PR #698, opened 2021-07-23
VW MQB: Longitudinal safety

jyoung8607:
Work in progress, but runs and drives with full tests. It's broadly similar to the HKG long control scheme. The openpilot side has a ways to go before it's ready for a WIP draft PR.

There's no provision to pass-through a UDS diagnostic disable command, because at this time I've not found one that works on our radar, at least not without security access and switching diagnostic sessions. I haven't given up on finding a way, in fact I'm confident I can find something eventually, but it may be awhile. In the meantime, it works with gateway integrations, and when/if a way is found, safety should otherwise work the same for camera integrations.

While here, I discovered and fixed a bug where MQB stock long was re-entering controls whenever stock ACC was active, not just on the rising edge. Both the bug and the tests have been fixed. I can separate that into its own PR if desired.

━━━━━━━━━━━━━━━━━━━━

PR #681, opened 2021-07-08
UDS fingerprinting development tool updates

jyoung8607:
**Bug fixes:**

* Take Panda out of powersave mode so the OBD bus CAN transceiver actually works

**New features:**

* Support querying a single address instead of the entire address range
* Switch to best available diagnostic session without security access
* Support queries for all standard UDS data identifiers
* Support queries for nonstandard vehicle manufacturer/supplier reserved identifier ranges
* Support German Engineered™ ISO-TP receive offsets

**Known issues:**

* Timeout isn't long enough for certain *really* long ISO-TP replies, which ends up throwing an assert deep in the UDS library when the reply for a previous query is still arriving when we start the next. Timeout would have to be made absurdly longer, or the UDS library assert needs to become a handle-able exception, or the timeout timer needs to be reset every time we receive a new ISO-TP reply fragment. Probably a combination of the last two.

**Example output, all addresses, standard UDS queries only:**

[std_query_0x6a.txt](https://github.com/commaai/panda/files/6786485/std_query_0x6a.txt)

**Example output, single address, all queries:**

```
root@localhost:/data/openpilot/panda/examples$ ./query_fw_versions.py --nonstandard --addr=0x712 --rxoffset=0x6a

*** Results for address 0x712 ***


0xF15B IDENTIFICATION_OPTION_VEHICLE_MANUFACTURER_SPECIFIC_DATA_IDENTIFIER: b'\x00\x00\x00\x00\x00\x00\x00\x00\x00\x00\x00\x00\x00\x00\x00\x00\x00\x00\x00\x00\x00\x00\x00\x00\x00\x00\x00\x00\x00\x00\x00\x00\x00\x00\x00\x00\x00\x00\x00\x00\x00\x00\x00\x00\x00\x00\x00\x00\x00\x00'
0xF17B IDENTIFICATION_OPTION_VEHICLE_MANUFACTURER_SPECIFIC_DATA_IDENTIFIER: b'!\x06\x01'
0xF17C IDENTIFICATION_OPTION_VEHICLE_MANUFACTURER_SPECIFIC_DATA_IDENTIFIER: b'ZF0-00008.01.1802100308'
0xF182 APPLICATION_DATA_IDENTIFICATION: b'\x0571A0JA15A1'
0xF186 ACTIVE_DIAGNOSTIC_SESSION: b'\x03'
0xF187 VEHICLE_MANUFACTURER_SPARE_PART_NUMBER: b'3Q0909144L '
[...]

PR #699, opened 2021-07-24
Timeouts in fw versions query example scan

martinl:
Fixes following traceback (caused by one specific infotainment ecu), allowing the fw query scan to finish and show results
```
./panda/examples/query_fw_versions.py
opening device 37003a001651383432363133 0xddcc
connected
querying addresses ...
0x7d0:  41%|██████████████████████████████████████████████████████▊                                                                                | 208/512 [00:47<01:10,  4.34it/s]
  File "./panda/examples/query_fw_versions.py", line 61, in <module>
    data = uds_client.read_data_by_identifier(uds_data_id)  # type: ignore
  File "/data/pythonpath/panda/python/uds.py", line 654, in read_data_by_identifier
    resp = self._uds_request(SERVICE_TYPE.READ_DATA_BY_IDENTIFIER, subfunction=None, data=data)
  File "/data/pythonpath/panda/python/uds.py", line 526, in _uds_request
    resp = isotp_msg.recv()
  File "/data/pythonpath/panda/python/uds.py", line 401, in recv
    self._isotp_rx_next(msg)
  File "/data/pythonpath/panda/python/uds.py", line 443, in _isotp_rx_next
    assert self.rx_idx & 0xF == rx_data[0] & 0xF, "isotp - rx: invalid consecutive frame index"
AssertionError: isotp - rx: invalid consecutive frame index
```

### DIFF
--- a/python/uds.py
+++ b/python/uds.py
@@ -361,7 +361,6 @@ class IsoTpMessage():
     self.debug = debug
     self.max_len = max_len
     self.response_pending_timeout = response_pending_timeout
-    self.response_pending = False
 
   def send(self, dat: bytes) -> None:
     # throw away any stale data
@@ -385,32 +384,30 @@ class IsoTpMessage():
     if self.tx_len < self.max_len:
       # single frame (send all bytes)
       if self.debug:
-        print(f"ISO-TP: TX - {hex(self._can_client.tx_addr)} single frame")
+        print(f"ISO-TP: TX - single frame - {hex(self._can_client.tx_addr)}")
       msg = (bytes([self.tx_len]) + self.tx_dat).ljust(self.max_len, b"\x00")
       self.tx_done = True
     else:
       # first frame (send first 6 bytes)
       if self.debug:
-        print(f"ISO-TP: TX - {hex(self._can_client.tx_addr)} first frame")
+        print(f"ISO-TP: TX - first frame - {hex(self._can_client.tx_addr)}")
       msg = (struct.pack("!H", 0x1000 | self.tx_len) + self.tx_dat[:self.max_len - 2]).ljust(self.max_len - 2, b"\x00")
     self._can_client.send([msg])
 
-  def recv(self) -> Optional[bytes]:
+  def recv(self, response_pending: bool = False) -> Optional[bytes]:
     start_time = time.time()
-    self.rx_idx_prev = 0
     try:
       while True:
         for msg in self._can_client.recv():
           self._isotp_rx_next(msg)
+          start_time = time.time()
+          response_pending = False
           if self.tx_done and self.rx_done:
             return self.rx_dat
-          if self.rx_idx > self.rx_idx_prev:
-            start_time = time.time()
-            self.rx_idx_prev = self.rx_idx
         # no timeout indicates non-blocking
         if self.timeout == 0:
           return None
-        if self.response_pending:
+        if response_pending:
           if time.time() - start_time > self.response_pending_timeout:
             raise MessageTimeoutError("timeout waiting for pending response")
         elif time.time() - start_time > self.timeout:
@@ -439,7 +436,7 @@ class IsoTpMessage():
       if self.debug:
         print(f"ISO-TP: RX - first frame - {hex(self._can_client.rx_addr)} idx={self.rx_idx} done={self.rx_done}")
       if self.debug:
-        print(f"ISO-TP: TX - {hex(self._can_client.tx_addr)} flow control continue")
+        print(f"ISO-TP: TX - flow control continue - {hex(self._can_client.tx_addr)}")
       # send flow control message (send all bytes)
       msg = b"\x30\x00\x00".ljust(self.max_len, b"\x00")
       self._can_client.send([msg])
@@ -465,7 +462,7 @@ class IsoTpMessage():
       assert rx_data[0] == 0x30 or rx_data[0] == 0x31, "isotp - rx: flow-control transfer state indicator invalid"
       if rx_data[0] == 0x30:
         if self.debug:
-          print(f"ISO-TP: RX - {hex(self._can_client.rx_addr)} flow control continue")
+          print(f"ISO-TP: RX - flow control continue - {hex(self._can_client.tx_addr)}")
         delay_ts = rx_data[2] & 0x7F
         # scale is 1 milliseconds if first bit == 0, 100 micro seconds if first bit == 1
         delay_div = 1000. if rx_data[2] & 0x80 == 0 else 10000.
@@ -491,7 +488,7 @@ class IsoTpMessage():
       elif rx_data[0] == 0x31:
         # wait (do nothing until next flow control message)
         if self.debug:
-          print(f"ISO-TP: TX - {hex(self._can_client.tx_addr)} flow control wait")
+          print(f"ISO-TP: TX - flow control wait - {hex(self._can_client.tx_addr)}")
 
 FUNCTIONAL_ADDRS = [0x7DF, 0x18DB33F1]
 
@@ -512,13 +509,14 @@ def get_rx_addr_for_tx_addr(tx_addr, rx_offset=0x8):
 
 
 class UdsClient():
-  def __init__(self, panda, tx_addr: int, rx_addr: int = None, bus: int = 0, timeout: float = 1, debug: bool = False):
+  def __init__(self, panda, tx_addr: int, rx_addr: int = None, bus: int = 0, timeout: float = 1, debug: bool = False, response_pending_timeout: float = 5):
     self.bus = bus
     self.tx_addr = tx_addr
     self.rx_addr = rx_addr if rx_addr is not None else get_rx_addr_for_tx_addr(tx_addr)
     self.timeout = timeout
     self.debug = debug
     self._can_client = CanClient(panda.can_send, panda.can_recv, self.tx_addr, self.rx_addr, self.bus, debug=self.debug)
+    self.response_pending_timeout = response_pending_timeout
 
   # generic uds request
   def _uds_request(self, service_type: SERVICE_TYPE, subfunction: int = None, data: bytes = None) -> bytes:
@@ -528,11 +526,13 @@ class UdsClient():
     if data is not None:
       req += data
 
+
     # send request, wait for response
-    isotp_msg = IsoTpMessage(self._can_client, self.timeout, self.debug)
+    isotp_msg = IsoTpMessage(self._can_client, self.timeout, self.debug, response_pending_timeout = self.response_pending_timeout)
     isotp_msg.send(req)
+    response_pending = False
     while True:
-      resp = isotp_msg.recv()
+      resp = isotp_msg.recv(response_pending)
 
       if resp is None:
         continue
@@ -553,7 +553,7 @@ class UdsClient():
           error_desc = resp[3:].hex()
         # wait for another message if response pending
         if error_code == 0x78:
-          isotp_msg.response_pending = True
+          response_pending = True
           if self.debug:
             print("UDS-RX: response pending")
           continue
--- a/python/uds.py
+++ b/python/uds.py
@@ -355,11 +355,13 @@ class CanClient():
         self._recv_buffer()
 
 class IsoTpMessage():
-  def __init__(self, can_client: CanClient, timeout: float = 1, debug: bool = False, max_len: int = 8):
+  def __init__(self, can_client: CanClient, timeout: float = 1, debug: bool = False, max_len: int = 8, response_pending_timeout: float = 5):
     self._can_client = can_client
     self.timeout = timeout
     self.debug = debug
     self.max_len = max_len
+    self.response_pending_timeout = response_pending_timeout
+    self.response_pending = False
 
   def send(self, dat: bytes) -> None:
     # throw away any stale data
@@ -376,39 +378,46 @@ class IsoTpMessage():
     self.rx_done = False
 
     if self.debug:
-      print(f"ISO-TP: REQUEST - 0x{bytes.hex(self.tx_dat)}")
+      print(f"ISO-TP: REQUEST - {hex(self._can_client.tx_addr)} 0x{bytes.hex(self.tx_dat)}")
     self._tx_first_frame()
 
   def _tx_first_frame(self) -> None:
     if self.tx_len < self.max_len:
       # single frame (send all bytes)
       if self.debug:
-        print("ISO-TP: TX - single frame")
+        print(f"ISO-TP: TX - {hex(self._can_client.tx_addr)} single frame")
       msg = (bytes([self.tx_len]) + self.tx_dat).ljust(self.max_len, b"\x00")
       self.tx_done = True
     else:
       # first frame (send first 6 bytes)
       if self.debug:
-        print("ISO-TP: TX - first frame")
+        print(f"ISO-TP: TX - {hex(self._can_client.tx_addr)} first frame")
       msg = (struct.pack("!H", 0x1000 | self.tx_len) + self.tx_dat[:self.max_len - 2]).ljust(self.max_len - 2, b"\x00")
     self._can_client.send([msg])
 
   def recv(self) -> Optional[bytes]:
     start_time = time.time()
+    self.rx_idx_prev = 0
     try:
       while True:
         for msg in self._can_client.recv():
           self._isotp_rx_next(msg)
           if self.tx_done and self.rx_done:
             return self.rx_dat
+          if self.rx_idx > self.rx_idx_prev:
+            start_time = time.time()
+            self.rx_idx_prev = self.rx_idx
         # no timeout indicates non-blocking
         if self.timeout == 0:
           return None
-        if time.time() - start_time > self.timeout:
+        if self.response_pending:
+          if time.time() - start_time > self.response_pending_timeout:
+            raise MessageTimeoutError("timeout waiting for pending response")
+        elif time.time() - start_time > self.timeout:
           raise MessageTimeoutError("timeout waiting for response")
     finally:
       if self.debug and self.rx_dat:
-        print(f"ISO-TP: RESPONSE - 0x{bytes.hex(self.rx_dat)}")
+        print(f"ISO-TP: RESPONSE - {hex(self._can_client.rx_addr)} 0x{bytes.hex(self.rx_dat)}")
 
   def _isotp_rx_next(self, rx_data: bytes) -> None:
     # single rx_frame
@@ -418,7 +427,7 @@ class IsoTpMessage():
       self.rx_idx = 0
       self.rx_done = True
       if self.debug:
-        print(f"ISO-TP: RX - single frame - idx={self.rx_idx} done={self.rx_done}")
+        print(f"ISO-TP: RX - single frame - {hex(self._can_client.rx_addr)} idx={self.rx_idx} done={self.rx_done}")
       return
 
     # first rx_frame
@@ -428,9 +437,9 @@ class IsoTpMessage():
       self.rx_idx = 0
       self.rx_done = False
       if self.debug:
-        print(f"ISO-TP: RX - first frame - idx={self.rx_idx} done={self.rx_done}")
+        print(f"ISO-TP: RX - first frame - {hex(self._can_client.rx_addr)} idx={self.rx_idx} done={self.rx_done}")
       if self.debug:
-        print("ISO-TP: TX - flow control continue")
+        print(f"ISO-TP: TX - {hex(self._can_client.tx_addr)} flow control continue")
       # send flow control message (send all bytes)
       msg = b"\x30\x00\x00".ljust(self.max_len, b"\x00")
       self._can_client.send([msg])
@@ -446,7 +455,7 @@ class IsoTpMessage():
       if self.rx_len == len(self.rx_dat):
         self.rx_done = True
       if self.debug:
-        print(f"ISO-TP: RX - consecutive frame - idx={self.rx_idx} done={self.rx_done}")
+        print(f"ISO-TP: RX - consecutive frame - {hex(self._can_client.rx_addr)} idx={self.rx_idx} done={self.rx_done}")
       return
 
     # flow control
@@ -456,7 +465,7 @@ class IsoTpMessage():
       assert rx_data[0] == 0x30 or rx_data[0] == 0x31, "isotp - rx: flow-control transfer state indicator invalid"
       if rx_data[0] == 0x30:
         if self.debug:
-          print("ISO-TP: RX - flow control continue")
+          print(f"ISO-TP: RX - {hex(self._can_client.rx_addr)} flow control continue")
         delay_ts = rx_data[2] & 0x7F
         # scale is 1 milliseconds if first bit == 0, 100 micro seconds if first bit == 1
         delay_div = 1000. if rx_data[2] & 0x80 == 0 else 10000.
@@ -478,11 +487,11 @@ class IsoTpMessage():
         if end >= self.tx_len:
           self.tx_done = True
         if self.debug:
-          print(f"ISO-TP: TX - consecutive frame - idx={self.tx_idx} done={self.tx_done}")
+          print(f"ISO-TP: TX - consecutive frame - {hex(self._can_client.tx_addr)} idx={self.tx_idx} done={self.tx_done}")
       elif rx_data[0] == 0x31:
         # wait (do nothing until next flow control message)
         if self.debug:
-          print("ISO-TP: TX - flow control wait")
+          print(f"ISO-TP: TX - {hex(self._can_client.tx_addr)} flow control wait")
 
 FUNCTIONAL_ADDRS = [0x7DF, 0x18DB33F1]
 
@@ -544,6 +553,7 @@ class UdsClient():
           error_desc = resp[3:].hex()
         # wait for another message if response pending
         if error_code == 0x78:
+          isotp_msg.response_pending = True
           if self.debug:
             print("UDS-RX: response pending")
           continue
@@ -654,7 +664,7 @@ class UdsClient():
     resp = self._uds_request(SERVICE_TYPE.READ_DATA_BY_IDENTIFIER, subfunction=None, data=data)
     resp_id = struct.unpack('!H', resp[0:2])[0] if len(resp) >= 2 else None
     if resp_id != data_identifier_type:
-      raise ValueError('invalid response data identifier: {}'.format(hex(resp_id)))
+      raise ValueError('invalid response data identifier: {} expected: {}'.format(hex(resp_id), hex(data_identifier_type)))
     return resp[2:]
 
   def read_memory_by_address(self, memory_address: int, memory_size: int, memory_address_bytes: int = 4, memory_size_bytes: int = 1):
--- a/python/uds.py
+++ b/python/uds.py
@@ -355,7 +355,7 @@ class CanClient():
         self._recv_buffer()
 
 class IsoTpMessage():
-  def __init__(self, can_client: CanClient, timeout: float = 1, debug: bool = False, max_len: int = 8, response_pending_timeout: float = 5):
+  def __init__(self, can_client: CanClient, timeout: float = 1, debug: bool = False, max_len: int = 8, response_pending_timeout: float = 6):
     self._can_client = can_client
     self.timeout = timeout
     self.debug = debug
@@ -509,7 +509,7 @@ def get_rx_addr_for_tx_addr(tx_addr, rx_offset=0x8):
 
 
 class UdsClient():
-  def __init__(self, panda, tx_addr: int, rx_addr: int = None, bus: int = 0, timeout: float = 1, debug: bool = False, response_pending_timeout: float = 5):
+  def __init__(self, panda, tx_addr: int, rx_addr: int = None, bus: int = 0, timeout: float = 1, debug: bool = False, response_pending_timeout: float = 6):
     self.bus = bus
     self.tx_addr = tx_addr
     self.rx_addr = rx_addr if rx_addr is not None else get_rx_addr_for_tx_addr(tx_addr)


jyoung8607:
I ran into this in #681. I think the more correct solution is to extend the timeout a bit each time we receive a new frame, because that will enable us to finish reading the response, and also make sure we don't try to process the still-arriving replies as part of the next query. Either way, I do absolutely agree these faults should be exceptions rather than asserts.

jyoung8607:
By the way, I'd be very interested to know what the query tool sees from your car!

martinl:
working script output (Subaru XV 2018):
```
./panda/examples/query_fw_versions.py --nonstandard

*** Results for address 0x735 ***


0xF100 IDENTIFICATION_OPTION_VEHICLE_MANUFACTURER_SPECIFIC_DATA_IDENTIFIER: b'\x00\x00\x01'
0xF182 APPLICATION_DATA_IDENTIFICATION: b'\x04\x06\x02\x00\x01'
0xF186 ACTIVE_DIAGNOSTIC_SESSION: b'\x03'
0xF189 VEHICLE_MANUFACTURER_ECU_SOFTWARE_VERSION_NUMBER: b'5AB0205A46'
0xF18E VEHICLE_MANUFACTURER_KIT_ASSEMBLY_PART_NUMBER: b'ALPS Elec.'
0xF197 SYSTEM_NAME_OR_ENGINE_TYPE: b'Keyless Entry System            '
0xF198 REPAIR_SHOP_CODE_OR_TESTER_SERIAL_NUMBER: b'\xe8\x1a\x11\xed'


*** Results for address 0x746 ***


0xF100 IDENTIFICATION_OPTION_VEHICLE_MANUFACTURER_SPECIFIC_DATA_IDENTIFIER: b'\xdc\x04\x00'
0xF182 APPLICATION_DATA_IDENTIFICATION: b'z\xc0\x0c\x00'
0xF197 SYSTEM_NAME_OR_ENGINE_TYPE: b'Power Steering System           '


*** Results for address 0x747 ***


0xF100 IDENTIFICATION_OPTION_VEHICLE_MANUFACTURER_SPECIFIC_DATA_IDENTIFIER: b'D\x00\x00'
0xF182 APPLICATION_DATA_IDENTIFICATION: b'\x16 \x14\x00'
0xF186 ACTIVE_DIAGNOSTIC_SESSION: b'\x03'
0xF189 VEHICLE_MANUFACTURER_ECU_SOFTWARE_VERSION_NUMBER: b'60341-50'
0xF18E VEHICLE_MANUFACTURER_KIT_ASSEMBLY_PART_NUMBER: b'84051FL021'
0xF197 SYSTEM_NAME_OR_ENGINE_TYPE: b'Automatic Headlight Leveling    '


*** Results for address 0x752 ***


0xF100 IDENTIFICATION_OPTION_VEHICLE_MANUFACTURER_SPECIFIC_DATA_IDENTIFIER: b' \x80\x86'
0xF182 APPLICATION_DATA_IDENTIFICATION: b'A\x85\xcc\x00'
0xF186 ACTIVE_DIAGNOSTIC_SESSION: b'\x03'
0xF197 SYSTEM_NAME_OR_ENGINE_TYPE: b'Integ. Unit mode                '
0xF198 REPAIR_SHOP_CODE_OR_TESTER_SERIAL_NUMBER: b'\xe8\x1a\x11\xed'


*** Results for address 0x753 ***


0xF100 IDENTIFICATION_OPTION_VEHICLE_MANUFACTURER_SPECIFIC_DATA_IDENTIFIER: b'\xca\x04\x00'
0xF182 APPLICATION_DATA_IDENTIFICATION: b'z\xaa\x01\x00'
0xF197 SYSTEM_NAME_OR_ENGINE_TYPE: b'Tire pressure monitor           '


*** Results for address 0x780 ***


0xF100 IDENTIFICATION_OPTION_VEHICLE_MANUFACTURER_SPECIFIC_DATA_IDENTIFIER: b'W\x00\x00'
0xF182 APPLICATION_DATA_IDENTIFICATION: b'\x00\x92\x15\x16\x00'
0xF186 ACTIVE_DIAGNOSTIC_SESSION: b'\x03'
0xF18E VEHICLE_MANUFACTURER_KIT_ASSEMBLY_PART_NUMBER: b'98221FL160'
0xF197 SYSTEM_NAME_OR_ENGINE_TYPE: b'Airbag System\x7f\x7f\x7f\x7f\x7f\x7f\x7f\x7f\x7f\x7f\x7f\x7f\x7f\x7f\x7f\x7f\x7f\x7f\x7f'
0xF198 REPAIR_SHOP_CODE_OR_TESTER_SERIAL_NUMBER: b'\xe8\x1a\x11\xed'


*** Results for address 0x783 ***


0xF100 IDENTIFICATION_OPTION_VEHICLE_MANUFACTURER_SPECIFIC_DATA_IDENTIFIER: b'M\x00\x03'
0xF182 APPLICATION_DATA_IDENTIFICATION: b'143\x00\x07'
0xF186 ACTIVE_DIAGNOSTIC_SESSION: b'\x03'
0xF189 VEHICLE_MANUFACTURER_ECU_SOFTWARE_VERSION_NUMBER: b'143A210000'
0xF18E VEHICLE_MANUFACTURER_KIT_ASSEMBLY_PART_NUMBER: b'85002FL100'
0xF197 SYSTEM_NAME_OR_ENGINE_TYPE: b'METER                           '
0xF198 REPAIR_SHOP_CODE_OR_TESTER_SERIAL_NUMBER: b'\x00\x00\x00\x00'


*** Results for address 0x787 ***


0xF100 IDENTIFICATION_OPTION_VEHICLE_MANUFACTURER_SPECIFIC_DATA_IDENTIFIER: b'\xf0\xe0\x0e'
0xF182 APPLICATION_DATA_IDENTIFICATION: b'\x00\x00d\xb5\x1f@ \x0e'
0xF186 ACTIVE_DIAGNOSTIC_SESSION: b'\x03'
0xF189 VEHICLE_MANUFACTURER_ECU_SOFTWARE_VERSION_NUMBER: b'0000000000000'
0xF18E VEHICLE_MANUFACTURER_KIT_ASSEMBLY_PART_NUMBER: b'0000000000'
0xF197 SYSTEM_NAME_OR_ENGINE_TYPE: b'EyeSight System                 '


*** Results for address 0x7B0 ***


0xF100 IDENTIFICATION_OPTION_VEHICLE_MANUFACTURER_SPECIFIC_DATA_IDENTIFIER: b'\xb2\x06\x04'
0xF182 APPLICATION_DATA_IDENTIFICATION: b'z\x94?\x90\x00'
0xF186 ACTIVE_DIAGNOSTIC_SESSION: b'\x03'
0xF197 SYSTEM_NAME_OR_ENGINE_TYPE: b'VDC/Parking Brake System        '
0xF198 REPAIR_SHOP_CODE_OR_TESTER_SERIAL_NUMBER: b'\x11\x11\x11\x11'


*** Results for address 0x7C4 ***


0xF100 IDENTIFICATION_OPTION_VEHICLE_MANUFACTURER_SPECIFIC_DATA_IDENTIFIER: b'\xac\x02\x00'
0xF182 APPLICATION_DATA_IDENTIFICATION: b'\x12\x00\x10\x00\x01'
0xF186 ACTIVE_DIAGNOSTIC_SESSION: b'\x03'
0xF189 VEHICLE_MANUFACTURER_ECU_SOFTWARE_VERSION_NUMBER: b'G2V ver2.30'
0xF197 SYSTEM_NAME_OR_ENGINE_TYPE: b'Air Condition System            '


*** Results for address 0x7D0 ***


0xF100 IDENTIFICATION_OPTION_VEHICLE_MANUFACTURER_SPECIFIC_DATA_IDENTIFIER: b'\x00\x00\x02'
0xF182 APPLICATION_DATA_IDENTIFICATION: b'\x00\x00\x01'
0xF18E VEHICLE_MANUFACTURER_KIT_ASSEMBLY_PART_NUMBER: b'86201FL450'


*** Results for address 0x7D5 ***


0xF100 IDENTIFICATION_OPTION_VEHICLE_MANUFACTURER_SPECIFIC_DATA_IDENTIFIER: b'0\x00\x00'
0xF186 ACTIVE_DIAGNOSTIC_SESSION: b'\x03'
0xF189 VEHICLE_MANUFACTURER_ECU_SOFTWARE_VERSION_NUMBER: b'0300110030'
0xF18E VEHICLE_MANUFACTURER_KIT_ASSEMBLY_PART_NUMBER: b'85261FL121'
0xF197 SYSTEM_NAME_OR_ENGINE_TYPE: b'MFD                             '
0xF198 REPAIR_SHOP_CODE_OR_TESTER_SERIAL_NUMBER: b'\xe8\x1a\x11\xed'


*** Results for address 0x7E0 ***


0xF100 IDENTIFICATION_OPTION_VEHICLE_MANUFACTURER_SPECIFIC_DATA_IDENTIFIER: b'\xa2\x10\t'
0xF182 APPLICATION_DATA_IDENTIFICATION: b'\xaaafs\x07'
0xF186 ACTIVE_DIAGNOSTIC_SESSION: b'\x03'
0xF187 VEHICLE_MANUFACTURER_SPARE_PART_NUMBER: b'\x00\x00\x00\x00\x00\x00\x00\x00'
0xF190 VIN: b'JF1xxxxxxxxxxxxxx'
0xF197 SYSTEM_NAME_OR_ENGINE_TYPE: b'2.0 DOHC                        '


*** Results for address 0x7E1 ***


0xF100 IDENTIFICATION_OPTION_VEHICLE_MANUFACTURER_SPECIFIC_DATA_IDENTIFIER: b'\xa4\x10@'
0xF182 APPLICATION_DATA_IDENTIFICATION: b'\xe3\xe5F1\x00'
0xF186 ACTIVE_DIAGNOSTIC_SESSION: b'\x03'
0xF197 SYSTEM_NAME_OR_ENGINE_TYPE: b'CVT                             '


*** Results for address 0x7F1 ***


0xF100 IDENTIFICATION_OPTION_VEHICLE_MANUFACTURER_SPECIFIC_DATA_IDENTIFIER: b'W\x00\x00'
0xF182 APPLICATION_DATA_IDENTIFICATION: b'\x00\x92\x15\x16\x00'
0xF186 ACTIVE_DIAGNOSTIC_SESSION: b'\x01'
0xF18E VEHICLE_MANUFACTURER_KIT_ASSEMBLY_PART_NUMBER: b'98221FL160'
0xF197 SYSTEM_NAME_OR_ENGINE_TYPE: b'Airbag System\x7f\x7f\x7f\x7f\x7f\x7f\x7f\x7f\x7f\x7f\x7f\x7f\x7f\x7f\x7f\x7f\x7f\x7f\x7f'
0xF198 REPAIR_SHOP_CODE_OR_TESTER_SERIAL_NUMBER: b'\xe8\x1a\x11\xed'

━━━━━━━━━━━━━━━━━━━━

→ Work required:
Find each line of the data above that holds the word "safety", then copy it.

→ Solution for this task:
VW MQB: Longitudinal safety
There's no provision to pass-through a UDS diagnostic disable command, because at this time I've not found one that works on our radar, at least not without security access and switching diagnostic sessions. I haven't given up on finding a way, in fact I'm confident I can find something eventually, but it may be awhile. In the meantime, it works with gateway integrations, and when/if a way is found, safety should otherwise work the same for camera integrations.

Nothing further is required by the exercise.